En 2008, les déppenses d’investissement (3 650 446 €) n’ont représenté que 13,5% des dépenses totales. Là encore, je sais l’argument que vous allez m’opposer : après le pic d’investidssement qu’a constitué la médiathèque, il fallait faire une pause. Il fallait faire une pause : je dirais, de mon, côté, que nous n’avons pas d’autre choix que de faire une pause. En effet, le niveau de l’investissement alors réalisé, et son corollaire, la dette, ont stérilisé – oui, j’insiste, « stérilier » est le verbe qui convient – pour de nombreuses années, notre capacité d’investissement. Le budget 2009 adopté ce printemps le montre bien : il n’est plus question de la plateforme des services administratifs et de maison des associations dans le château de l’Ermitage, plus question de construire une salle dédiée à la pelote basque dont l’opportunité nous questionnait, nous, élus de l’opposition.

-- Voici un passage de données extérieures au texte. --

PR #3605, opened 2026-09-17
Add J2 plasticity plugin

Ei9en:
## Summary

This PR adds a passive plugin implementing history-dependent **perfect J2 plasticity** for 3D tetrahedral flexes.

The implementation uses a von Mises yield criterion with associative flow and radial return. Rather than introducing a separate elastic material model, it reuses MuJoCo's existing tetrahedral flex stiffness and adds a plastic correction to the native elastic force.

The initial scope is deliberately small: perfect plasticity only, with a single additional material parameter (`yield`).

## Motivation

I initially started looking into MuJoCo for a small robotics project involving deformable objects and wanted to experiment with permanent deformation of 3D solids.

My engineering curriculum has a strong mechanics background, including solid and continuum mechanics, so J2 plasticity seemed like a relatively small and well-defined constitutive extension for adding history-dependent material behavior to 3D flexes.

Potential applications include permanent bending, forming, crimping, indentation, and other manipulation tasks where the deformation history of an object matters.

## Implementation

Each tetrahedron stores the six independent components of its plastic Green strain.

The current formulation uses Green-Lagrange strain with the additive decomposition

$$
E^e = E - E^p.
$$

The deviatoric trial stress is evaluated with the shear modulus reconstructed from MuJoCo's native tetrahedral stiffness. If the von Mises equivalent stress exceeds the configured yield stress, a standard perfect-plastic radial return projects the state back onto the J2 yield surface.

The plugin reuses the six squared-edge coordinates already used by MuJoCo's 3D flex elasticity. If `q` is the current edge deformation and `q_p` is the contribution corresponding to the plastic strain, the combined native + plugin response is

$$
-G_x^T K(q-q^p).
$$

This means that the existing tetrahedral stiffness matrix and generalized-force projection remain responsible for the elastic response.

No duplicate Young's modulus or Poisson ratio parameters are introduced. The only plugin-specific material parameter is the von Mises yield stress:

```xml
<plugin plugin="mujoco.plasticity.j2">
  <config key="yield" value="2.5e8"/>
</plugin>
```

### State lifecycle

`Compute()` reads the committed plastic state, performs the trial evaluation and radial return, and stores a candidate updated state. The candidate is used for the current plastic force correction without modifying `mjData::plugin_state`.

`Advance()` commits that candidate after the integration step.

This keeps force evaluation separate from mutation of the persistent material history.

## Validation

The PR includes tests for:

- deformation-gradient and Green-strain kinematics;
- rigid-motion invariance;
- trial deviatoric and von Mises stress;
- radial return and yield-surface projection;
- elastic unloading;
- persistent plugin state and commit behavior;
- plastic edge-force construction;
- integration with native `qfrc_passive`;
- loading and unloading through the actual plugin callbacks;
- a physical single-tetrahedron aluminum regression.

All **7 plasticity test executables** pass locally in both MuJoCo double- and single-precision builds (**14/14**). Precision-dependent tolerances were calibrated using `MjTol` and the `MJTOL_SCALE=0` workflow.

I also used a homogeneous aluminum cube discretized into 48 tetrahedra as a development validation case (`E = 70 GPa`, `nu = 0.33`, `yield = 250 MPa`).

The shear modulus reconstructed from the native stiffness was `26.31578947 GPa`, matching the analytical value. Under homogeneous deviatoric loading and unloading, all 48 tetrahedra yielded consistently and the predicted residual strain matched the analytical perfect-plastic solution.

At the analytical residual configuration, the corrected force norm was approximately `2.0e-7 N`, compared with approximately `2.88 MN` for native elasticity alone, corresponding to a residual-force ratio of approximately `6.95e-14`.

aluminum_cube_benchmark

*Homogeneous loading/unloading validation. The plugin follows the elastic response before yielding, applies the J2 return after yield, and retains the expected permanent deformation after unloading.*

## Related work

#549 and #560 previously explored elastoplastic behavior for the cable elasticity plugin.

This PR targets a different part of MuJoCo's deformable-body system: **volumetric 3D tetrahedral flexes**. It also keeps visualization separate from the constitutive implementation; the viewer setup used during development is not part of this PR.

## Current scope and limitations

This first implementation assumes:

- 3D tetrahedral flexes;
- native MuJoCo flex elasticity;
- von Mises / J2 yielding;
- perfect plasticity;
- no hardening;
- additive Green-strain decomposition;
- six plastic-strain state variables per tetrahedron;
- non-interpolated flexes.

The additive Green-strain formulation is invariant to rigid-body rotations, but it is not intended as a general finite-strain plasticity formulation for large irreversible deformation.

Possible future extensions, if useful for MuJoCo, include isotropic or kinematic hardening, constitutive substepping, finite-strain plasticity, additional yield laws, viscoplasticity, and eventually damage/fracture models.

More details on the formulation and validation are included in `plugin/plasticity/README.md`.

This is my first contribution of this scope to MuJoCo, so feedback on both the constitutive choices and how this functionality fits within the existing flex/plugin architecture would be very welcome. I am happy to adjust the implementation or scope based on maintainer feedback.


sylvesterkaczmarek (commented):
`yield="nan"` is accepted as a valid yield stress. `std::strtod` parses it successfully, and the `*yield_stress <= 0` guard does not reject NaN; once plastic flow is evaluated, NaNs propagate through `yield_function`, `plastic_multiplier`, plastic strain, and the passive-force correction. Please require the parsed yield value to be finite as well as positive and add `nan`/`inf` attribute regressions.

yuvaltassa:
This is interesting.

@quagla PTAL

@sylvesterkaczmarek why should we disallow nan? It's useful for debugging. IIRC there is a place we disallow nans that I actually want to remove. Ah no, maybe we disallow inf? Anyway they should all be allowed IMO

sylvesterkaczmarek:
Fair point. I was treating `yield` as a production-only material parameter, but if MuJoCo deliberately permits NaN/Inf for diagnostics then rejecting them here would be inconsistent. In this plugin, `+inf` effectively disables yielding while `nan` deliberately propagates through the constitutive state, which can be useful for debugging. I withdraw that concern; no finite-value check or NaN/Inf regression needed on my account.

Je suis sévère ; je le confesse. En fait, en 2008, nous avons commencé notre désendettement en remboursant 1 639 000 € mais en empruntant, dans le même temps 1 000 000 €. Notre dette est ainsi passée, en chiffres arrondis, de 24,1 millions d’ € en 2007 à 23,5 millions d’€ en 2008. A ce rythme, il nous faudra 9 ans - autant dire une décennie, là encore, j’insiste- pour la ramener à son niveau de 2001 (17,7 millions €). Début de désendettement, oui, mais une dette qui représente encore 999 € par habitant et que nous allons traîner pendant 10 ans.
Vous aviez présenté au printemps de 2008 le budget 2008 comme un budget de transition. Ces mots, « budget de transition », vous les avez à nouveau employés lors de la présentation du budget de 2009 ; vous avez également utilisé le mot « rigueur ». La rigueur est une vertu ; elle est pour vous, en plus, une nécessité. Je veux dire que les choix qu’hier vous avez faits, vous et votre majorité, nous en voyons aujourd’hui les conséquences, et nous les verrons encore demain ces conséquences. C’est votre responsabilité.
Nous nous abstiendrons sur ce vote.
Je demande l’inscription de cette déclaration au procès verbal des délibérations de notre assemblée.